Task instructions: All lines in the data bearing the string "name" should be identified and copied.

Input records:
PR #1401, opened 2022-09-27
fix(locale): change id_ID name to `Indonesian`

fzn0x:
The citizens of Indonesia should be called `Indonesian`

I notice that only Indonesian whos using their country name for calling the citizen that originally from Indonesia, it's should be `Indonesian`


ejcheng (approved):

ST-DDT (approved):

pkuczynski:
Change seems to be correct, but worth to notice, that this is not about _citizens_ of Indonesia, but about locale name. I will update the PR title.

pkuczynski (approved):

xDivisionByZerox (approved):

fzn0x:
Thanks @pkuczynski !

Written answer:
fix(locale): change id_ID name to `Indonesian`
I notice that only Indonesian whos using their country name for calling the citizen that originally from Indonesia, it's should be `Indonesian`
Change seems to be correct, but worth to notice, that this is not about _citizens_ of Indonesia, but about locale name. I will update the PR title.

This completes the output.